Я стал гладить кота, лежавшего на сундуке в чужой квартире. Как видно, его никто не гладил с достаточным чувством — он поддался ласке, ему понравилось.
Чистый, изящный, сильный — он встал и выгнул спину. Затем он несколько раз с дружественным вниманием взглядывал на меня, не только с вниманием — с одобрением тому, что вот я пришел из темноты, неизвестный человек, и стал гладить его.
В темноте передней на уважительной высоте висела при этом треугольная его морда с глазами, светившимися таким зеленоватым светом, каким светятся в летнюю ночь планеты.
Погладив, я ушел. Он пошел за мной — сперва по сундуку, потом мягко скинул себя с сундука и побежал по коридору.
Мне было приятно думать, что на несколько минут я привязал к себе нечто вроде тигра.
Самый красивый из земных звуков, которые я слышал, это рыканье льва!
Что это? Как будто взрыв — во всяком случае, есть затухающий раскат… Во всяком случае, хочется назвать этот звук пороховым.
Что за гортань, рождающая такой мощи и вместе с тем сдержанности, я бы сказал, ненарочитости, звук? Он не посылается львом далеко, а как бы только появляется вокруг пасти. Он как будто отбрасывает его, как короткое, изорванное пламя.
Большая толстая серая бабочка, почти в меху, вдруг появилась у подножья лампы. Она тотчас же прибегла ко всем возможностям мимикрии, вероятно, почувствовав что-то грозное рядом, — меня. Она, безусловно, сжалась, уменьшилась в размерах, стала неподвижной, как-то сковалась вся. Она решила, что она невидима, во всяком случае, незаметна.

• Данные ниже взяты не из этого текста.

Issue #106, opened 2019-04-13
[FEATURE] streamz as an input


martindurant:
I came across this work at anacondacon, and am impressed at the set of iterative learning methods implemented. However, I feel that the *input* data streams are not something that has so far been particularly important for you in development.

The pure-python real-time events processing library [streamz](https://streamz.readthedocs.io/en/latest/) may be just the link that can stand between the data sources (text files, TCP/HTTP server, kafka, times random processes ...), doing some data cleaning and processing, and then passing the events into the algorithms developed here. Indeed, the library comes with hooks for real-time automatic plotting, which might suit your project very nicely on the output side too.

This issue is here to investigate to what extent the two projects might collaborate for mutual benefit.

А я не только видел ее, я еще и подумал: «Фюзеляж бабочки».
То есть я увидел еще и метафорическую ее ипостась, другими словами, дважды ее увидел.

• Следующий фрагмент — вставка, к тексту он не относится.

Issue #272, opened 2020-08-05
[BUG] SAMKNNClassifier cannot be reset


ginop:
**Describe the bug**
The `skmultiflow.lazy` class `SAMKNNClassifier` throws a non-obvious error when using the reset method.

> TypeError: unsupported operand type(s) for *: 'float' and 'NoneType'

This appears to stem from the `__init__()` command generated via a string in which the keyword argument `max_window_size` is set to `None` rather than to the currently used value.

**To Reproduce**
```
from skmultiflow.lazy import SAMKNNClassifier
SAMKNNClassifier().reset()
```

**Expected behavior**
The SAMKNNClassifier should reset to untrained without changing its configuration.

jacobmontiel:
Thanks for reporting this @ginop 

The bug comes from a typo in the internal variable name:

```python
self.max_wind_size = max_window_size
```

The `reset` method fails to set the `max_window_size` resulting in the mentioned error.

PR #281, opened 2020-10-28
Fix sam_knn.py variable name for reset

ginop:
As presented here, https://github.com/scikit-multiflow/scikit-multiflow/issues/272, `SAMKNNClassifier` cannot use the `reset()` method. This seems to be due to the name mismatch between internal variable `self.max_wind_size` and input argument `max_window_size`.

`max_wind_size` does not appear to be referenced anywhere else in the library, so simply editing the name to match `max_window_size` in `SAMKNNClassifier.__init__()` may be all the change that is needed to fix this.

* 
* Rename `max_wind_size` to `max_window_size` on all three uses in `SAMKNNClassifier.__init__()`.
* Fixes # 272

---

#### Implementation
- [x ] Implementation is correct (it performs its intended function).
- [x ] Code is consistent with the framework.
- [x ] Code is properly documented.
- [x ] PR description covers ALL the changes performed.
- [x ] Files changed (update, add, delete) are in the PR's scope (no extra files are included).

#### Tests
- [x ] New functionality is tested.
- [ ] ALL tests pass with no errors.

### DIFF
--- a/src/skmultiflow/lazy/sam_knn.py
+++ b/src/skmultiflow/lazy/sam_knn.py
@@ -112,7 +112,7 @@ class SAMKNNClassifier(BaseSKMObject, ClassifierMixin):
         super().__init__()
         self.n_neighbors = n_neighbors
         self.weighting = weighting
-        self.max_wind_size = max_window_size
+        self.max_window_size = max_window_size
         self.ltm_size = ltm_size
         self.min_stm_size = min_stm_size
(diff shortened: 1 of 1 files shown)


ginop:
No checks were failed, but two were canceled. As far as I can tell, this was not caused by the PR and the edited code does not need further changes. What should I do to resolve this?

Мне никто не объяснил, почему бабочки летят на свет, бабочки и весь этот зеленоватый балет, который пляшет возле лампы летом, все эти длинные танцовщицы. Я открываю окно во всю ширь, чтобы они хоть случайно вылетели, я тушу лампу… Я жцу пять минут — уже как будто их нет в комнате… Куда там! Зажигаю лампу, и опять вокруг лампы хоровод сильфид, равномерно приподнимающийся и опускающийся, точно они соединены невидимым обручем, — иногда постукивающий по стеклу абажура… Почему это так? Что этот свет для них?

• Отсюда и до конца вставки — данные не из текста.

PR #1202, opened 2021-11-19
refactor: do not infer project root from script location

erisu:
### Motivation and Context

The goal of this PR is to eliminate all areas where our JS library expects to be located inside the project directory.

This is to prepare for a change that will keep the library in `node_modules` and not copy it to the platform project.

### Description

Basically this passes the project root that has been passed to `Api` to all places that need it but do not yet have it.

~~This also extends the E2E tests to check that we do not have to require the Api from the platform project folder.~~

### Testing

- `npm t`

### Checklist

### DIFF
--- a/bin/templates/scripts/cordova/Api.js
+++ b/bin/templates/scripts/cordova/Api.js
@@ -73,7 +73,7 @@ class Api {
     constructor (platform, platformRootDir, events) {
         // 'platform' property is required as per PlatformApi spec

Ультрамариновая ваза с узким высоким горлом стоит в поле нашего зрения. Однако и не ваза, если можно увидеть чуть повыше этого синего горла и маленькую корону. Хвост еще и не раскрыт. Он раскроет его, когда захочет. Он чуть не ждет, чтобы мы попросили его раскрыть. Иногда он его вообще не раскрывает. Хвост он волочит за собой, как вязанку ветвей, довольно сухую и неказистую, причем некоторые ветви толсты — толще его синей, в блестящих синих чешуйках шеи. Он топчется на широких лапах.
Древний мир восхищался павлином. На него смотрели цари, царицы, полководцы, сенаторы. Сейчас он потерял свое значение как украшение жизни. Впрочем, в Европе его роль исполнял и сейчас исполняет лебедь. Павлин мне и меньше нравится, чем лебедь; моя европейская, более северная душа чурается павлина, с которым ей как-то жарко; какая-то мигрень души появляется, когда видишь павлина.
Павлин — это восток. Он так же гол без полумрака, без сумерек, как и здания Альгамбры, как орнамент Эль-Регис-тана, как стихи восточных поэтов, как четкие, без дыма восточные фонтаны, чьи струи скорее вызывают представление о драгоценных камнях, чем о воде. Лебедь, уплывающий в зеленоватый полумрак, где тина и ива, таинствен; павлин стоит среди солнца, ясный, покорный, жесткий, как власть деспота.